Byington still sounded unready. “I’ve been locked up all my life, man, I don’t want to be inside.”

“Move in and if it’s not your jam after a while, it’s not your jam,” Majeres said.

“This is all hopefulness, there’s no guarantee that it’s going to happen,” she added after their brief visit. “I don’t want to force him.”    

Majeres got off to a good start the next morning, finding Byington easily, and they drove up to the tan-and-red brick apartment building together. He had a slushy drink she’d promised they’d get along the way.

All the apartments there were for single adults, often people right off the street with serious underlying mental-health issues.

There are caseworkers on site, too. Although help for issues such as mental illness and addiction are voluntary, partaking is crucial, said Caroline Hood, chief executive at RS Eden, the nonprofit that owns and runs the site. 

“Without those services, they struggle,” Hood said.

In his small efficiency-size unit, Byington collected some items from a welcome kit of basic food and kitchenware to bring back to his underpass. Crackers. A can of Spam. Dish soap to clean bird droppings, he said. He also picked up a large kitchen knife, but decided to leave it. 

Majeres talked about using sage to help cleanse the apartment, a Native American tradition. Byington liked that idea. 

Standing outside, he said he felt like Majeres understood him. 

“She’s like my fourth housing worker,” he said. Asked for a ranking, he said: “top one.”

Apartment living didn’t take right away. He stayed at his underpass for a while, but eventually started showing up to the new home on his own. Steadily, he started sleeping there, though he returned by day to clean around the basilica. He started riding the bus, something that previously made him feel self-conscious due to his appearance while he lived outside.
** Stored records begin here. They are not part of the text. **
PR #1255, opened 2019-05-07
[HIGH RISK] Add locking of orders for IPNs

mikethetike:
### Description:
This PR adds locking in two places: 
1. When an IPN is received
2. When the browser is redirected on success (from the payment provider). 

In the IPN case, if the order can't be locked because another process has it, it will fail and retry via the scheduler process. 

In the case of the redirect, the process tries 5 times to get the lock. This is to prevent the user from dropping out of the sales process due to an error

## Release Details:
Added better concurrent handling of IPNS coming in at the same time

### Migrations
 * No Migrations

### Environment Variables
 * No change


Timo614:
@mikethetike I'm actually noticing one oddity in this branch though. For some reason after doing an IPN I am unable to `control + c` out of the process as it seems stuck. Seems like the backend workers may be getting into a stuck state.

Confirming now (and will edit here) if it happens if I don't hit the IPN callback at all (just booting, hitting the web frontend a bit, and trying to `control + c` it).

mikethetike:
Thanks @Timo614. It does sound like what we are getting in production, so perhaps the source of the error is something different. 

This query should return 0 rows. Please try it on your side:
```sql
SELECT blocked_locks.pid     AS blocked_pid,
       blocked_activity.usename  AS blocked_user,
       blocking_locks.pid     AS blocking_pid,
       blocking_activity.usename AS blocking_user,
       blocked_activity.query    AS blocked_statement,
       blocking_activity.query   AS current_statement_in_blocking_process,
       (select relname from pg_class where oid = blocking_locks.relation) as rel,
       blocking_locks.*
  FROM  pg_catalog.pg_locks         blocked_locks
         JOIN pg_catalog.pg_stat_activity blocked_activity  ON blocked_activity.pid = blocked_locks.pid
         JOIN pg_catalog.pg_locks         blocking_locks
         ON blocking_locks.locktype = blocked_locks.locktype
           AND blocking_locks.DATABASE IS NOT DISTINCT FROM blocked_locks.DATABASE
           AND blocking_locks.relation IS NOT DISTINCT FROM blocked_locks.relation
           AND blocking_locks.page IS NOT DISTINCT FROM blocked_locks.page
           AND blocking_locks.tuple IS NOT DISTINCT FROM blocked_locks.tuple
           AND blocking_locks.virtualxid IS NOT DISTINCT FROM blocked_locks.virtualxid
           AND blocking_locks.transactionid IS NOT DISTINCT FROM blocked_locks.transactionid
           AND blocking_locks.classid IS NOT DISTINCT FROM blocked_locks.classid
           AND blocking_locks.objid IS NOT DISTINCT FROM blocked_locks.objid
           AND blocking_locks.objsubid IS NOT DISTINCT FROM blocked_locks.objsubid
           AND blocking_locks.pid != blocked_locks.pid

         JOIN pg_catalog.pg_stat_activity blocking_activity ON blocking_activity.pid = blocking_locks.pid
  WHERE NOT blocked_locks.GRANTED;
```

Timo614:
Getting back:

```
       76371 | postgres     |        76367 | postgres      | UPDATE "orders" SET "version" = $1, "updated_at" = CURRENT_TIMESTAMP WHERE "orders"."id" = $2 AND "orders"."version" = $3 | SELECT "orders"."id", "orders"."user_id", "orders"."status", "orders"."order_type", "orders"."order_date", "orders"."expires_at", "orders"."version", "orders"."note", "orders"."on_behalf_of_user_id", "orders"."created_at", "orders"."updated_at", "orders"."paid_at", "orders"."box_office_pricing", "orders"."checkout_url", "orders"."checkout_url_expires", "orders"."create_user_agent", "orders"."purchase_user_agent", "orders"."external_payment_type", "orders"."tracking_data", "orders"."source", "orders"."campaign", "orders"."medium", "orders"."term", "orders"."content", "orders"."platform" FROM "orders" WHERE "orders"."id" = $1 |     | transactionid |          |          |      |       |            |        849021 |         |       |          | 5/46               | 76367 | ExclusiveLock | t       | f
```

Via that query you posted above.

mikethetike:
I added a quick/temporary fix for this. Basically moved the call to "execute" on the action. What was happening was that the DomainAction would run `perform_job` on each action from the database, but not call the `commit` or `rollback` until it had read all the actions from the database. Now, by moving the execute call out of the `find_actions` method, each job is run and the transaction completed before moving onto the next.

I think that our logic and attempt to use futures here is overzealous. We should really just be reading an action, running `perform_job` and completing it, each in its own thread.

api/src/domain_events/domain_action_monitor.rs
```diff
@@ -213,8 +212,8 @@ impl DomainActionMonitor {
             let command = command.unwrap();
 
             per_action_connection.begin_transaction()?;
-            let f = command.execute(action, per_action_connection);
-            result.push(f);
+            // let f = command.execute(action, per_action_connection);
```
Timo614: Not a huge deal but may be worth just removing the line if we're unlikely to revert it back / can always use the commit history if we need it again.

PR #1269, opened 2019-05-13
Fix transfer issue with TicketInstance#find_for_display

Timo614:
### Description:
Similar to #1266 / #1267 this fixes the other for the logic to display an individual ticket for display.

### Migrations
 * No Migrations

### Environment Variables
 * No change


Timo614:
It may be worth DRYing up the logic in question if we can since it uses a lot of the same joining and select logic just with different filters as the other method. 

I tried unsuccessfully by using diesel's `BoxedSelectStatement` but the joining makes the type pretty crazy so not sure how feasible that is to use. Perhaps we could adjust it to use some direct SQL that we put some logic in place for checking if the filters are null and adjusting depending upon that (going around diesel). Will leave this PR as this for now so we can hotfix as needed similar to the other PR we pushed up earlier.

PR #1270, opened 2019-05-14
Tiered ticket type edit bug

### LINKED ISSUE #1268: Tiered ticket type goes off sale after editing event
Steps to reproduce:
1. Create Ticket type A with sales ending in the future
2. Create Ticket type B, set "Sales start after sales end for Ticket A"
3. Buy all the tickets in ticket type A
4. Sales should be enabled for ticket type B (can add to cart)
5. Edit event + save

Expected: 
Sales for ticket type B remain enabled

Actual:
Ticket type B says "On sale soon"

https://cl.ly/213d0f992c03

mikethetike:
### Closes Issues:
Closes #1268 

### Description:
This PR fixes the above bug, but also should make editing ticket types more resilient in that it checks whether sales should start immediately for tier ticket types when editing

## Release Details:
Fix bug where editing a tiered ticket type would take it off sale

### Migrations
 * No Migrations

### Environment Variables
 * No change


api/src/controllers/cart.rs
```diff
@@ -104,14 +104,6 @@ pub fn update_cart(
     cart.set_user_agent(request_info.user_agent.clone(), false, connection)?;
     cart.set_tracking_data(json.tracking_data.clone(), Some(user.id()), connection)?;
 
-    // Beware there could be multiple carts that meet this condition
```
mikethetike: I moved this logic into the `orders` struct so that it can be tested in the `db` crate

db/src/models/orders.rs
```diff
@@ -1089,6 +1089,13 @@ impl Order {
         }
         self.update_fees(conn)?;
         self.validate_record(conn)?;
+        // Beware there could be multiple orders that meet this condition
+        for (ticket_type_id, remaining) in self.ticket_types(conn)? {
+            if remaining == 0 {
+                TicketType::find(ticket_type_id, conn)?
+                    .check_for_sold_out_triggers(Some(current_user_id), conn)?;
```
Timo614: What happens when these are no longer reserved because the tickets expire? We have both ticket types on in tandem? Or does the original ticket type no longer appear after?

Just wondering about the behavior we'd see with a highly active event where people are scooping up tickets as soon as reservations end. Just thinking we'd end up hitting the `check_for_sold_out_triggers` logic quite a bit in that scenario and probably end up logging a lot of sold out domain events if that's the case (if I'm following the logic correctly, I'm somewhat new to the tiered ticket type logic).

That may not be a bad thing though as we were sold out multiple times in that case. Since we run this for every cart update I'd think we also could run into spamming the domain events if someone were to add another ticket type that isn't sold out after they have already added the sold out one. So they could keep editing their cart and fill the logs with the sold out domain events (not that it would do them any good but just pointing it out). Wonder if it's worth only looking at ticket types that are new or changed in the cart. So perhaps doing a quantity check at the beginning and any that now have increased should run through this, etc. just to avoid that scenario (although it seems unlikely since we drop people off in the cart pay flow after adding tickets).

mikethetike: I share your concerns regarding the spamming of the domain events. Let me see if I can add a pre-check or something.

I don't think it's a massive problem to have both ticket types on sale if some tickets get released back into the first ticket type (e.g. refunds, expired orders). The important thing is that the second tier (usually more expensive) is released so that if there is a huge on sale event, the tickets are quickly available for the next batch of users.

mikethetike:
I've disabled the SoldOut domain event for now. Let's revisit it again later

PR #1275, opened 2019-05-15
Better DB locking on Carts

mikethetike:
## Release Details:
Fixed a bug where the entire assets table was locked instead of just the ticket_instance row when adding tickets to cart

### Migrations
 * No Migrations

### Environment Variables
 * No change


Timo614:
It may be worth adjusting the bulk orders test to be partially done via external payments. I tried making a larger dataset with https://github.com/big-neon/bn-web/issues/1441 using the mocha test and it takes quite a bit of time with all the Stripe calls. May be worth limiting it in terms of external services. Doesn't represent the true makeup of the site users but could always run some SQL after the fact to emulate the credit card step (updating the payment types, etc and pretending they were done via Stripe if we needed for local testing).

Maybe some mix of the two? Like mostly external but some stripe orders in there?

integration-tests/mocha/helpers/user.js
```diff
@@ -1,26 +1,28 @@
...
-let requestBody = `{
+const registerAndLogin = async function (saveVarName) {
+    let email  ="user" + (new Date()).getTime() + Math.floor((Math.random() * 1000000)) + "@tari.com";
+    pm.environment.set("last_email", email);
+    console.log(email);
+    const response = await post('/users', `{
 	"first_name":"User",
 	"last_name":"Surname",
-	"email":"{{last_email}}",
+	"email":"` + email + `",
```
Krakaw:
```suggestion
	"email":"${email}",
```

integration-tests/mocha/test/21 Bulk orders/Create bulk orders.js
```diff
@@ -0,0 +1,118 @@
...
+                console.log(user_token);
+                user_tokens[i] = user_token;
+                return cart.replace(ticket_type.id, null, 1, user_token);
+            }).then(()=>  {return stripe.getToken();}).then((stripe_token)=>{
+
+                let requestBody = `{
+	"method": {
+		"type" : "Card",
+		"provider": "Stripe",
+		"token" : "` + stripe_token + `",
```
Krakaw:
```suggestion
		"token" : "${stripe_token}",
```

integration-tests/mocha/helpers/events.js
```diff
@@ -27,10 +27,10 @@ const create = async function (saveVarName) {
 }
 
 
-const createTickets = async function (event, saveVarName) {
+const createTickets = async function (event, saveVarName, quantity) {
     let requestBody = `{
 	"name":"Default_Pricing_{{$timestamp}}",
-	"capacity": 100,
+	"capacity": ` + (quantity || 100) + `,
```
Krakaw:
```suggestion
	"capacity": ${quantity || 100},
```

integration-tests/mocha/helpers/cart.js
```diff
@@ -3,15 +3,17 @@ const pm = require('../test/pm');
 const expect = require('chai').expect;
 
 
-const replace = async function (ticket_type_id, saveVarName) {
+const replace = async function (ticket_type_id, saveVarName, quantity, token) {
     let requestBody = `{
 "items": [{
 "ticket_type_id": "` + (ticket_type_id || "{{last_ticket_type_id}}") + `",
-"quantity":20
+"quantity":` + (quantity || 20) + `
```
Krakaw:
```suggestion
"quantity":${quantity || 20}
```

db/src/queries/add_tickets_to_hold.sql
```diff
@@ -6,7 +6,7 @@ WITH r AS (SELECT t.id
              AND coalesce($4, 'a0eebc99-9c0b-4ef8-bb6d-6bb9bd380a11') =
```
Krakaw: Do we need these dummy guid's?

db/src/queries/reserve_tickets.sql
```diff
@@ -5,7 +5,7 @@ WITH r AS (SELECT t.id
              AND a.ticket_type_id = $3
              AND coalesce($4, 'a0eebc99-9c0b-4ef8-bb6d-6bb9bd380a11') =
```
Krakaw: Do we need these dummy guid's?

integration-tests/mocha/test/pm.js
```diff
@@ -7,9 +7,9 @@ const DEFAULTS = {
 const pm = {};
```
Krakaw:
```suggestion
const pm = {};
const debug=require('debug');var log = debug('bn-api');
```

PR #1293, opened 2019-05-28
Add slug to event

mikethetike:
Related to big-neon/bn-web#1452

### Description:
Adds the ability to find by a friendly URL, e.g. `/events/big-event`

### Migrations
 * 20190527150600_create_slug_events

### Environment Variables
 * No change


db/src/models/events.rs
```diff
@@ -192,6 +210,21 @@ impl NewEvent {
     }
 }
 
+fn create_slug(name: &str) -> String {
+    // Unwrap should be treated as a compile time error
+    let whitespace = Regex::new(r#"\s+"#).unwrap();
```
Krakaw: I think we should also add something like this crate https://crates.io/crates/unidecode so that we use plain ascii for our slugs.
The other option is a trigger in Postgres and we use the `unaccent` extension
```sql
CREATE EXTENSION IF NOT EXISTS "unaccent";
SELECT unaccent(slug) AS slug
```

db/migrations/20190527150600_create_slug_events/up.sql
```diff
@@ -0,0 +1,10 @@
+ALTER TABLE events
+    ADD slug VARCHAR(255);
+
+CREATE UNIQUE INDEX index_events_slug ON events (slug);
+
+UPDATE events
+SET slug= substr(lower(replace(name, ' ', '-')), 255);
```
Krakaw: This is going to fail if there are any duplicate event names (which we'll have for sure in dev and staging) it is also taking the substr from 249 to end of string
What about something like:
```suggestion
SET slug = CONCAT(SUBSTR(LOWER(REPLACE(name, ' ', '-')), 0, 249), '-', SUBSTR(MD5(RANDOM()::TEXT), 0, 6));
```

db/src/models/events.rs
mikethetike: Added unidecode. I don't think it's necessary to add the postgres trigger at this time

Issue #1313, opened 2019-06-05
Add pagination to /guests endpoint


Krakaw:

Tas4tari:
Has been released

PR #1314, opened 2019-06-05
Add pagination to guest list

Krakaw:
### References Issues:
Connected to #1313 
### Description:
This PR adds pagination to the guest list. I removed the retrieve_guest_list.sql file and replaced it with a native diesel query, which allowed us to use the pagination.
I have also added search on order_id as well as ticket_instance_id.
I've also pulled the guest list functionality into its own function so we could re-use it for ticket_instances.
My only real cause for concern is [here](https://github.com/big-neon/bn-api/pull/1314/files#diff-03229ac4991883008bd5f4d220342ffaR1172)
```sql
CASE WHEN ticket_instances.redeemed_by_user_id IS NOT NULL THEN (SELECT CONCAT(u2.first_name, ' ', u2.last_name) FROM users u2 WHERE u2.id = ticket_instances.redeemed_by_user_id) ELSE NULL END  AS redeemed_by
```
Doing an inline select because diesel doesn't let you join the same table twice (unless you jump through hoops I didn't have the time to jump through)

### Migrations
 * No Migrations

### Environment Variables
 * No change


api/src/controllers/events.rs
```diff
@@ -853,16 +868,19 @@ pub fn guest_list(
 
     let query_string = query.clone().query;
     let changes_since = query.clone().changes_since;
-    let tickets = event.guest_list(query_string, &changes_since, conn)?;
+    let paging = query.clone().into();
+    let tickets_and_total = event.guest_list(query_string, &changes_since, Some(&paging), conn)?;
+    let tickets = tickets_and_total.0;
```
Krakaw: Unpack correctly

PR #1590, opened 2015-06-01
Fixes #1569 - Split http_endpoints parameter

### LINKED ISSUE #1569: http_endpoints not being split on ","
Corresponding with the [configuration shown in the documentation](https://mesosphere.github.io/marathon/docs/event-bus.html), I expected all 3 of my endpoints to be hit.  Instead marathon is failing to split on the commas and just sends only 1 request.

$ cat /etc/marathon/conf/http_endpoints:

    http://mesos-primary3a:8000/v1/eventBus,http://mesos-primary1a:8000/v1/eventBus,http://mesos-primary2a:8000/v1/eventBus

Resulting HTTP log:

    method=POST
    url=/v1/eventBus,http://mesos-primary1a:8000/v1/eventBus,http://mesos-primary2a:8000/v1/eventBus
    remoteAddr=172.1.2.180:33178
    referer=

src/main/scala/mesosphere/marathon/event/http/HttpEventModule.scala:

```scala
trait HttpEventConfiguration extends ScallopConf {

  lazy val httpEventEndpoints = opt[List[String]]("http_endpoints",
    descr = "The URLs of the event endpoints master",
    required = false,
    noshort = true)
}
```

It doesn't look like the value is being split appropriately here.

gkleiman:
This change is inspired on code from MarathonConf. I'm still a scala newbie, so don't be afraid to bash me ;-).

### DIFF
--- a/src/main/scala/mesosphere/marathon/event/http/HttpEventModule.scala
+++ b/src/main/scala/mesosphere/marathon/event/http/HttpEventModule.scala
@@ -19,10 +19,13 @@ import mesosphere.marathon.MarathonConf
 
 trait HttpEventConfiguration extends ScallopConf {
 
-  lazy val httpEventEndpoints = opt[List[String]]("http_endpoints",
-    descr = "The URLs of the event endpoints master",
+  lazy val httpEventEndpoints = opt[String]("http_endpoints",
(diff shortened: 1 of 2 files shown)


kolloch:
:100: Very nice!

PR #1597, opened 2015-06-03
GroupsResource use play json

### LINKED ISSUE #1259: Reject null bodies in REST API
When sending an empty body to an endpoint, instead of throwing a parse exception, Jackson returns `null` which breaks some of our endpoints.

aquamatthias:
Add tests for GroupUpdate/Group Json rendering.
Add Formatter for GroupUpdate.
Fixes #1259 
@kolloch Please review


src/test/scala/mesosphere/marathon/api/v2/json/FormatsTest.scala
```diff
@@ -0,0 +1,110 @@
...
+import mesosphere.marathon.api.v2.GroupUpdate
+import mesosphere.marathon.state.{ Timestamp, AppDefinition, Group }
+import play.api.libs.json.{ JsNull, JsValue, Format, Json }
+import mesosphere.marathon.state.PathId._
+import org.scalatest.Matchers._
+
+class FormatsTest extends MarathonSpec {
+  import Formats._
+
+  test("Can read GroupUpdate json") {
```
kolloch: You extended the tests majorly. That's great!

But why did you choose a more general test name? It really only tests the GroupFormat, does it?

I actually do like more specific test suits that don't get too long.

kolloch:
Looks nice!

500 is not really the best error code for parse errors, though:

```http
PUT /v2/groups/test HTTP/1.1
Accept: application/json
Accept-Encoding: gzip, deflate
Connection: keep-alive
Content-Length: 0
Content-Type: application/json
Host: localhost:8080
User-Agent: HTTPie/0.9.2



HTTP/1.1 500 Internal Server Error
Cache-Control: no-cache, no-store, must-revalidate
Content-Type: application/json
Expires: 0
Pragma: no-cache
Server: Jetty(8.1.15.v20140411)
Transfer-Encoding: chunked

{
    "message": "No content to map due to end-of-input\n at [Source: [B@57202b60; line: 1, column: 1]"
}
```

src/test/scala/mesosphere/marathon/api/v2/json/FormatsTest.scala
aquamatthias: Old habit: If I test functionality in class XXX, than I use the name XXXTest. That is also aligned in most IDE's (IntelliJ: Cmd+Shift T).
I am aware of the fact, that the tests for all formats is not exhaustive...

aquamatthias:
Map this kind of exception to an HTTP 400 code.

src/test/scala/mesosphere/marathon/api/v2/json/FormatsTest.scala
aquamatthias: This format is defined in the DeploymentFormats trait. I renamed the test accordingly.

aquamatthias:
Rename FormatsTests -> DeploymentFormatsTest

Majeres visited him every Thursday, and they cooked a pot roast together. Later, he cooked the same meal himself.

He was still bothered by voices, sometimes hearing threats of harm, and they kept him on edge. Majeres suggested he lock and barricade his door to feel safer. 

But he also expressed willingness to get help. He had tried prescription medication in prison that made him sick, and said he was leery of trying again. Therapy, though, was on the table.

“There’s stuff I need to get off my chest,” he said.

He hadn’t used the bed. Instead, he said, he was sleeping in a cardboard shelter on the floor.